My friends & clients often want me to be the fun police. I’m really not against fun nor do I hate stuff, but I do recognize the glassy-eyed look of car, vacation and boat fever.
Most people would agree our lives are happier, healthier and more productive when we act intentionally – rather than being possessed by consumer fever. This means we do our best every day to align our behaviors with our goals. We dream about and plan our futures.
Even though I’m committed to this intentional thing, I still fall prey to marketing, and impulse, – falling off the wagon from time to time. But because I have learned to recognize the warning signs, it happens a lot less than it used to and it involves much, much smaller sums of money.
Big Red Flag
Driving down the road you see a shiny car (or boat or motorcycle) parked in a lot, sporting a hand drawn For Sale sign. You stop look and then spend the rest of the day working yourself into a “must have” frenzy.

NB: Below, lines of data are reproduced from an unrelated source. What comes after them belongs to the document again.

PR #861, opened 2023-04-08
Adding section on type conversion

gusthoff:


content/courses/advanced-ada/chapters/types.rst
```diff
@@ -1643,19 +1643,913 @@ want to declare objects of this type.
...
+       Put_Line ("AI_D: "
+                 & AI_D'Image);
+    end Show_Conversion;
+
+Note that both arrays must have the same number of components in order for the
+conversion to be successful. (Sliding is fine, though.) In this example, both
+arrays have the same range: :ada:`Common_Range`.
+
+We can also convert between array types that aren't derived one from the
+other. As long as the components are of the same type, the conversion between
```
pat-rogers, line 1941: The index (sub)types are part of the requirements too. Overall:
Component types must be the same type
Index types must be the same or convertible
Dimensionality must be the same
Bounds must be compatible (not necessarily equal)

content/courses/advanced-ada/chapters/types.rst
```diff
@@ -1643,19 +1643,913 @@ want to declare objects of this type.
...
+types. However, we can still convert between them in the same way as we did in
+the previous code examples.
+
+
+View conversion
+~~~~~~~~~~~~~~~
+
+As mentioned before, view conversions just allow names to be converted. Thus,
+we cannot use expressions in this case.
+
```
pat-rogers, line 2086: I think it is important to relate the concept of "view" and then, in that context, say that the conversion changes the view of a given object to the target type's view, both in terms of components that exist and operations that are available. It doesn't really change anything at all in the value itself.

content/courses/advanced-ada/chapters/types.rst
gusthoff: Yes, you're right. (I added these requirements to the paragraph.)

content/courses/advanced-ada/chapters/types.rst
gusthoff: Yes, I agree. (I hope the explanation that I've just added is clear enough.)

pat-rogers (approved):

PR #657, opened 2024-10-06
Remove title description from popovers

Jaifroid:
This affects at least Wikivoyage ZIMs produced from the mobile HTML endpoint. PR simply applies id-based exclusion filter when constructing the popover content.


Jaifroid:
Tested and working on Firefox, Edge, and Edge 18 via BrowserStack. Also tested that it compiles and runs on IE11.

PR #666, opened 2024-10-31
Use OPFS persistent storage

### LINKED ISSUE #665: Fix Firefox quota issue by requesting persistent Storage type for Origin Private File System
According to a recent update to https://bugzilla.mozilla.org/show_bug.cgi?id=1892994, we can fix the Firefox limited Storage quota by requesting persistent Storage with `navigator.storage.persist()`. I have tried this in dev console on the current PWA, and it does indeed provide unlimited storage, which is great news, and takes away an obstacle to using the Firefox browser on Android to install the PWA.

It needs to be tested on the Android version of course, but this looks very hopeful, and would be a very easy PR I can probably do in the next few days. It should have benefits on Chromium as well, as it may make browser evictions less likely. I have never seen a browser eviction on Chrome for Android, so maybe persistent storage is used by default in that context.

Fixing this issue would make it extremely compelling to address #646 and make use of the Origin Private File System the default on Android, mirroring the upcoming changes in the Kiwix Android app (the mechanism for storing rapid-access files would be nearly identical between the standard Play Store version of the Android app and the PWA).

Jaifroid:
Fixes #665.

### DIFF
--- a/www/js/app.js
+++ b/www/js/app.js
@@ -1501,16 +1501,21 @@ document.getElementById('archiveFiles').addEventListener('click', function (e) {
     }
 });
 document.getElementById('useOPFSCheck').addEventListener('change', function (e) {
-    var checkAppType = function () {
-        return Promise.resolve(true);
+    var checkStorageType = function () {
+        // Requesting persistent storage (but we'll proceed anyway if the OPFS is available, even if persistence is not granted)
+        if (e.target.checked) {
+            return cache.requestPersistentStorage();
+        } else {
+            return Promise.resolve(true);
+        }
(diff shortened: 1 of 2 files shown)


Jaifroid:
Working well on Firefox for Android on my own device. In Chrome/Chromium, persistence appears to have no effect and is auto-denied, but we continue anyway, and a large quota is still available. It seems that the Chromium implementation of OPFS does not use persistence, but it is crucial for Firefox use at least on Android.

Jaifroid:
I should probably change the log level of persistence messages in console.

Issue #558, opened 2024-02-02
Use `skipWaiting()` in the Electron app to ensure immediate update after upgrade install


Jaifroid:
The Electron app's upgrade process may be a bit confusing for users. With the exe and AppImage versions, it will download updated code in the background while the user is using the app (if they allowed auto-update), and then offer the update, asking users to restart. However, due to the change in architecture whereby the app runs as a (fully local) PWA under the hood, it isn't fully updated after the restart. It will need a FURTHER restart for the PWA to update itself from the new code.

There is a way to upgrade a PWA immediately, using `skipWaiting()`. However, that is not a good experience for standard PWA users because it makes upgrades more intrusive (they can interrupt the browsing session). So we need to be able to detect the situation, which is a bit tricky, but probably achievable.

Jaifroid:
I've investigated this a bit, but calling `skipWaiting()` on its own once the Cache Promises have completed doesn't do the job. It's possible that combining this with an auto-refresh (reload) might work, but it would be important to ensure that it is not obvious or disruptive to the user.

Issue #523, opened 2024-01-01
PWA sometimes fails to cache all its assets, and then does not fetch them when needed


Jaifroid:
If the PWA fails to cache all its assets on first load, it should later fetch (and cache) any resources needed if it is online. But it doesn't always seem to do this. For example, with the `darkreader.min.js` plugin, I have seen a few cases of it failing to load as part of the PWA, and then refusing to load subsequently. It just silently fails and the user is left wondering why dark mode is not responding.

What **should** happen is that resources are fetched from the server whenever needed if they are not cached, as this is part of the PWA specification (fallback to online version). Needs debugging, but it is difficult to reproduce.

PR #668, opened 2024-11-03
Better coding of cache invalidation

Jaifroid:
Experimenting with cache invalidation for reload.


Jaifroid:
Fixes #558 and #523.

PR #674, opened 2024-11-24
Fix vertical positioning of popovers

### LINKED ISSUE #672: Vertical position of popovers no longer adjusting with page zoom factor in PWA!
This is bizarre, because I worked a lot on that, and haven't touched the code, but it now appears that altering the page zoom factor in-app is not adjusting the vertical positioning of popovers, leading them to be positioned over (and hide) the link the user may wish to click.

Grrr...

Jaifroid:
Fixes #672.

### DIFF
--- a/www/-/s/style-dark.css
+++ b/www/-/s/style-dark.css
@@ -1,4 +1,4 @@
-﻿
+
 /* Wikipedia Dark Theme v1.0.23 (1/17/2017)
  * https://github.com/StylishThemes/Wikipedia-Dark
  * http://userstyles.org/styles/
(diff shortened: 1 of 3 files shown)


Jaifroid:
While now working well, seems to have nerfed some aspect of dark mode....

Jaifroid:
Positioning is broken when tabbing into an element. Seems we don't get proper dimensions from the offset values. Additionally, when hovering over a link inside a positioned div (e.g. navbox) the positioning goes haywire.

Jaifroid:
Used a better way to detect the change with getBoundingClientRect(), but needs testing on Safari, UWP and Android.

Jaifroid:
Tested on all common browsers, and also on Edge Legacy. Also Safari and iOS.

As a separate issue, when a page is zoomed excessively, the popovers are rendered too large to fit on a phone screen without horizontal scrolling. But this is minor. It could be dealt with by scaling the size.

PR #683, opened 2025-01-06
Fix search with zoom

### LINKED ISSUE #682: In-app search for contents of page is affected by the `zoom` value
The amount to scroll when searching for words in the currently loaded article (using the custom search function) needs to be multiplied by the zoom factor, as the new `zoom` code affects the scroll to next result function.

Jaifroid:
Fixes #682.


Jaifroid:
Tested and working on:

- [ ] Edge latest
- [ ] IE11
- [ ] Firefox latest
- [ ] Chrome 110
- [ ] Firefox 110
- [ ] Edge Legacy

Issue #708, opened 2025-04-03
Remove ToC when one or less elements


D3V-D:
ToC is irrelevant when only one item (or, sometimes 0-in which case it's an annoyance). Should be as simple as checking how many items we have in the ToC and then choosing whether to show it or not.

Jaifroid:
Thanks for noticing that. Yes, should be simple not to display it if >= 1 element.

PR #710, opened 2025-04-07
Feat:708 Remove ToC when one or less elements

Jainex17:
fixes: #708 

before:
image

After:
wsScreenshot 2025-04-07 184426

## Action:
- In the code for getting the Table of Contents (TOC), we are calling a function twice:
- If the TOC is found on the first call, it will display normally.
- If the TOC length is 0 on the first call, we remove the TOC button and adjust the positions of the other buttons.
- If the TOC is found on the second call, the TOC button will reappear.
- If the TOC is not found in both calls, the TOC button remains removed, and the other buttons stay adjusted.

Note: There is another way to solve this by adjusting the entire navigation based on the TOC value, but it would require too many code changes in the repo. So, I went with this solution instead. If there's anything wrong, please let me know. Thanks


Jainex17:
@Jaifroid Any update?😶‍🌫️

Jaifroid:
My apologies, I'm afraid I'm not on the lookout for volunteer contributions to this Repo, as we prefer people to contribute upstream at https://github.com/kiwix/kiwix-js.

I don't think it's a good idea to remove the button. Instead, the dropup indicator should be removed and the button greyed out so it is not clickable.

Jainex17:
The new PWA has the same implementation it removes the TOC if there is nothing in the dropup.

> My apologies, I'm afraid I'm not on the lookout for volunteer contributions to this Repo, as we prefer people to contribute upstream at https://github.com/kiwix/kiwix-js.

@Jaifroid About this you can close this issue if it's not needed. Thanks

Jaifroid:
@Jainex17 Well, the issue is fine, just I think the button shouldn't be removed, it should just be greyed out and the dropup indicator removed. Are you interested in adapting your PR along these lines?

Jainex17:
Sorry was busy with exams. The background is transparent, so if I grey out the TOC, instead of hiding toc it actually highlights the button. I’ve removed the dropdown indicator and users won’t be able to click on the TOC if there are no items in the dropdown. 

image

Jaifroid (changes requested):
Although the code to disable the button is working, unfortunately it remains disabled even on a page with a valid ToC. See screenshot, original app on left, your code on right.

Jaifroid:
Here's the screenshot:

image

Jaifroid:
Also, please update the branch with latest code from main (use Update branch button below).

Jainex17:
@Jaifroid It's working fine for me. Could you please provide the document you are using?

Screenshot 2025-06-16 200037

Jainex17:
@Jaifroid Just following up could you share the document you're using so I can help troubleshoot?

Jaifroid:
Instructions to reproduce:

1. Download https://download.kiwix.org/zim/wikipedia/wikipedia_en_medicine_nopic_2025-03.zim
2. Open file with the app checked out for this branch
3. Ensure you are on the Home page of the app - because this page has no headings, the icon is correctly greyed out
4. Navigate to any other page with headings - button is still greyed out.

I just checked that, and the issue is still there.

Issue #711, opened 2025-04-10
Add explicit support for new ZIMs without title listing v0 (minor version 3)


Jaifroid:
See https://github.com/openzim/libzim/issues/800. While the PWA supports this ZIM type via an appropriate assumption, it spits out an error in console to say it does not recognize minor version 3: `Unknown ZIM minor version: 3! Assuming content namespace is C.`

We should add explicit support for this version of ZIM, once the outcome of the linked issue is known. The support should be backported upstream to the browser extension.

PR #713, opened 2025-04-18
Accept ZIM minor version 3

Jaifroid:
This PR fixes failure to detect the new ZIM minor version 3 that has no v0 title index (see https://github.com/openzim/libzim/issues/800 for full details).

### DIFF
--- a/www/js/lib/zimArchive.js
+++ b/www/js/lib/zimArchive.js
@@ -468,13 +468,13 @@ ZIMArchive.prototype.findDirEntriesWithPrefix = function (search, callback, noIn
 ZIMArchive.prototype.getContentNamespace = function () {
     if (this.isReady()) {
         var ver = this.file.minorVersion;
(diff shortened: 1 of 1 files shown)


Jaifroid:
See also https://openzim.org/wiki/ZIM_file_format#Major_.26_Minor_versions, where minorVersion 3 is characterized as removing title index "listing/titleOrdered/v0" (old zimcheck will complain). Since we find listings from highest to lowest, there is no impact on our low-level reading of the ZIM format.

Jaifroid:
I have manually tested with a test ZIM that has minorVersion 3:

image

No warning is shown. We do not have automated tests for such a ZIM, as this would require writing a whole new test suite for a new ZIM, which is overkill for testing such a low-impact, easily fixable issue.

Jaifroid:
Tested and working on ZIMs with minorVersions 0, 1, 2, 3.

Jaifroid:
Fixes #711.

PR #717, opened 2025-05-21
Fix actionparse wikimedia custom styling

Jaifroid:
This fixes specific display issues in new actionparse ZIMs.


Jaifroid:
Appears to be working.

PR #725, opened 2025-06-10
Add snippets to fulltext search

### LINKED ISSUE #724: Add snippets to fulltext search
Now that we have a libzim with snippet support, we need to backport the implementation from upstream (Kiwix JS) to this app.

Jaifroid:
Closes #724.


Jaifroid:
The implementation is currently limiting title search to 15 scans, which often fails to find the precise title searched for. On main, this isn't broken, so something about the rate-limiting code for costly fulltext search is interfering with the highly optimized code for binary search. This definitely needs fixing before merge. We may need to specify a max for ft search that is separate from the max search window for binary search. The latter should keep going until it finds the required number of titles.

PR #790, opened 2025-10-15
Add keyboard shortcut for search (in ZIM) and fix keyboard event listeners

### LINKED ISSUE #788: Cannot acces search bar using keyboard shortcut
I am on Firefox 143 and maxOs 15.
When using the PWA, the search bar states "Search [.*] or space key..."
Reading this, I assume that the space key can be used as a keyboard shortcut to reach the search bar.

However, this does not work the space bar is scrolling down the page in increments instead.

Jaifroid:
Fixes #788 using '/' as shortcut to focus the search field (prefix). Also adds support for macOS Command key modifier for Cmd+P, and Cmd+F for printing and find-in-article.

### DIFF
--- a/www/js/app.js
+++ b/www/js/app.js
@@ -4878,13 +4878,15 @@ function listenForSearchAndPrintKeys (controlWindow) {
     controlWindow.addEventListener('keydown', function (e) {
         // Ctrl-P to patch printing support, so iframe gets printed
         if ((e.ctrlKey || e.metaKey) && e.key.toLowerCase() === 'p') {
-            e.stopPropagation();
             e.preventDefault();
+            e.stopPropagation();
             printIntercept();
         }
-        // Focus the prefix if user types a / (but not in an input field)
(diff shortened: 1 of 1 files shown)


Jaifroid:
I've implemented the following:

**Universal shortcuts (should work in all contexts):**
* **/** (forward slash) - as suggested by user in issue they created
* **Ctrl+K** (or **Cmd+K** on Mac) - following modern app conventions
* **Home** key - semantic "start here" shortcut

**Installed PWA or Electron apps only:**
* Ctrl+L / Cmd+L - traditional browser address bar shortcut
* Alt+D - alternative traditional address bar shortcut

These last two won't work when running the app in a regular browser tab (they'll focus the browser's address bar instead), but they work great in a PWA installed (in Chrome/Edge or other Chromium browser) or in the Electron app, where there's no browser chrome.

Jaifroid:
Added support for some edge cases of select elements or contenteditable other than an input field (such as in freecodecamp). In these cases, Home and / do not focus the search field.

Issue #1032, opened 2016-06-13
when flashing an invalid firmware binary (that the device ignores) it should post an event describing why the binary was not applied


m-mcgowan:
E.g. flashing system binaries in the wrong order, or flashing a binary with an invalid CRC.

The event will help provide some visibility into the system, and help troubleshoot cases when binaries are not being applied, and conversely for success cases, will provide confirmation that a flashed binary will be applied on next reboot.

---

Completeness:
- [x] Minimum test case added
- [x] Device, system and user firmware versions stated
- [x] Particle confirmed

technobly:
Spec from a discussion we had about this issue:

- publish an event when the system has rx'd an OTA image
    - success (include parseable module info)
    - failure (reason crc, module dependency (include parseable module info), wrong device type)
    - publish to cloud or reply to YMODEM host
- add to reset syndrome for when the system reboots and applies an OTA image
- HELLO message contains OTA_FLASHED_Status_SysFlag, so theoretically the cloud already knows if an OTA update was applied, and can generate an event based on this.

PR #1097, opened 2016-08-21
OTA/YModem update result

avtolstoy:
Implements #1032

When updating the device via YModem:
- After receiving `EOT` from Host, device doesn't immediately respond with `ACK`. Instead binary validation is performed.
- If successful, device notifies the Host with `ACK` and prints received file name and size.
- If validation fails, the device notifies the Host with two `CA` (`CA`, `CA`) as to indicate the error and prints hexademical error code, which is a bitmask of failed checks (https://github.com/spark/firmware/blob/c916faafaea75f802a521d32ca4353aba812dfe2/hal/inc/ota_flash_hal.h#L52)

When updating OTA:
- After successfully receiving the binary, the device performs validation and before rebooting publishes an event `spark/device/ota_result`, which contains the following JSON object:

``` javascript
{"r": "ok", "u": {JSON ota module info, same format as particle serial inspect}}
```
- In case of an error, the same object is published. JSON ota module info might not be present

``` javascript
{"r": "error", "u": {JSON ota module info, same format as particle serial inspect, might not be present}}
```
- A full system module info object + ota module info don't fit into 255 byte publish message limit, so only ota module info is included.

---

Doneness:
- [x] Code peer reviewed
- [x] API tests compiled
- [ ] Add documentation

### Enhancements

- When flashing (OTA/YModem) an invalid firmware binary (that the device ignores) it will post an event describing why the binary was not applied. [[Implements #1032]](https://github.com/spark/firmware/issues/1032)

### DIFF
--- a/system/src/system_cloud_internal.cpp
+++ b/system/src/system_cloud_internal.cpp
@@ -55,6 +55,7 @@ int userVarType(const char *varKey);
 const void *getUserVar(const char *varKey);
 int userFuncSchedule(const char *funcKey, const char *paramString, SparkDescriptor::FunctionResultCallback callback, void* reserved);
 
+static int finish_ota_firmware_update(FileTransfer::Descriptor& file, uint32_t flags, void* module);
 static void formatResetReasonEventData(int reason, uint32_t data, char *buf, size_t size);
 
 static sock_handle_t sparkSocket = socket_handle_invalid();
@@ -605,7 +606,8 @@ void Spark_Protocol_Init(void)
         		callbacks.transport_context = nullptr;
         }
 		callbacks.prepare_for_firmware_update = Spark_Prepare_For_Firmware_Update;
-        callbacks.finish_firmware_update = Spark_Finish_Firmware_Update;
+        //callbacks.finish_firmware_update = Spark_Finish_Firmware_Update;
+        callbacks.finish_firmware_update = finish_ota_firmware_update;
         callbacks.calculate_crc = HAL_Core_Compute_CRC32;
         callbacks.save_firmware_chunk = Spark_Save_Firmware_Chunk;
         callbacks.signal = Spark_Signal;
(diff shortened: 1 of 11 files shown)


m-mcgowan:
We should try to write tests for this:

- unit tests in the user/test/unit package to validate the ymodem code (we can stub most of the system functionality). focus here is on testing tiny pieces of the code.

- integration tests that save the file transmitted via ymodem to the filesystem or RAM so we can verify the file saved matches the one sent

- acceptance tests that use the CLI to flash a file to the device (both a valid and invalid one) and verifies the result.

system/src/system_cloud_internal.cpp
```diff
@@ -1122,6 +1124,42 @@ inline uint8_t spark_cloud_socket_closed()
...
+int finish_ota_firmware_update(FileTransfer::Descriptor& file, uint32_t flags, void*)
+{
+    hal_module_t module;
+    uint8_t buf[512];
+
+    int result = Spark_Finish_Firmware_Update(file, flags, &module);
+
+    formatOtaUpdateStatusEventData(flags, result, &module, buf, sizeof(buf));
+
+    Particle.publish("spark/device/ota_result", (const char*)buf, 60, PRIVATE);
```
technobly: Add logs for this event ( as in PR #1169 ), dumping the buffer would be a quick way to tell in logs what the result of the OTA/YModem was.

system/src/system_cloud_internal.cpp
```diff
@@ -1122,6 +1124,42 @@ inline uint8_t spark_cloud_socket_closed()
...
+    HAL_Delay_Milliseconds(1000);
```
technobly: I'm assuming we need this to ensure the publish is sent before we soft reset to apply the OTA update.  Can we make this more synchronous, as implemented in PR #1144 ?  We can do this as a separate PR after these get merged.  I'll take notes on all of these review comments to make sure we don't forget :)

system/src/system_update.cpp
```diff
@@ -443,6 +448,42 @@ const char* module_name(uint8_t index, char* buf)
...
 }
 
+bool module_info_to_json(appender_fn append, void* append_data, const hal_module_t* module, uint32_t flags)
+{
+    AppendJson json(append, append_data);
+    char buf[65];
+    bool result = true;
+    const module_info_t* info = module->info;
+
+    buf[64] = 0;
```
technobly: This is fine, but I would like to see this as `buf[sizeof buf - 1] = '\0';`

system/src/system_update.cpp
```diff
@@ -451,41 +492,33 @@ bool system_info_to_json(appender_fn append, void* append_data, hal_system_info_
...
 
     result &= json.write(']');
     return result;
 }
 
+bool ota_update_info(appender_fn append, void* append_data, void* mod, bool full, void* reserved)
+{
+    bool result = true;
+    AppendJson json(append, append_data);
+    //result &= json.write('{');
```
technobly: Do these `{}` make the output exceed 255? Because it would be nice to have a properly formatted JSON object by default.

This car, (or boat or motorcycle) is not on wish list posted to your fridge. You have not earmarked money specifically for this purchase. In fact, until you saw it you didn’t even know how bad you needed it. This is a BIG red flag.
When locked into this “gotta have it” state, our powers of rationalization are phenomenal. Just sit back and listen next time you are around a potential buyer in a frenzy.
“I haven’t treated myself in sooo long.” Oh, cry me a river. Maybe you haven’t “treated” yourself in so long because you’ve been trying to climb out from the giant hole you created the last time you treated yourself.
“I’ll never find another one (the car, the boat, the motorcycle) this good ,this cheap, this color blah blah blah .” Oh please, how you would even know – you weren’t even looking for one.
“If I just had this……” Right, think back , these words came out of your mouth when you were five too. “Mommy, if I just had this one toy, I’d never ask for anything else.” Did you really mean it then? Do you mean it now?
Being intentional does not mean you need to live a locked down life without the room for spontaneity. I want you to be able make a purchase “just because”, in fact, we set money aside for that at the beginning of the month, it was your blow money.
If you make enough and save enough, your blow money budget might allow you to buy a car (or boat or motorcycle), but for most of us, that is a major purchase, not an impulse buy.
Ok, so you have the money available (cause you are going to make me nuts if you are even considering making this purchase with credit) and it’s unnamed (this is exactly why we name all our savings) and you want it really bad, ask yourself:
What does it cost?
I mean really cost. Total the original purchase price, the tax and fees, the upkeep the insurance etc. Now convert that to how long you have to work to pay for it. That is what it costs in terms of your life. Right now today would you trade that chunk of your life for this purchase?
Is this the highest and best use for this money?
What are the chances that before you can replace this money another (better) opportunity will arise?
Maybe your daughter will decide to marry; do you have that covered?
Maybe you’ll have a chance to take a job you’ve always wanted but it will require an expensive move, is this purchase worth missing that opportunity?
Is this purchase in line with my current values, goals and dreams?
If you have asked yourself these three questions and still want to make the purchase, go stand in the cold shower until the feeling goes away.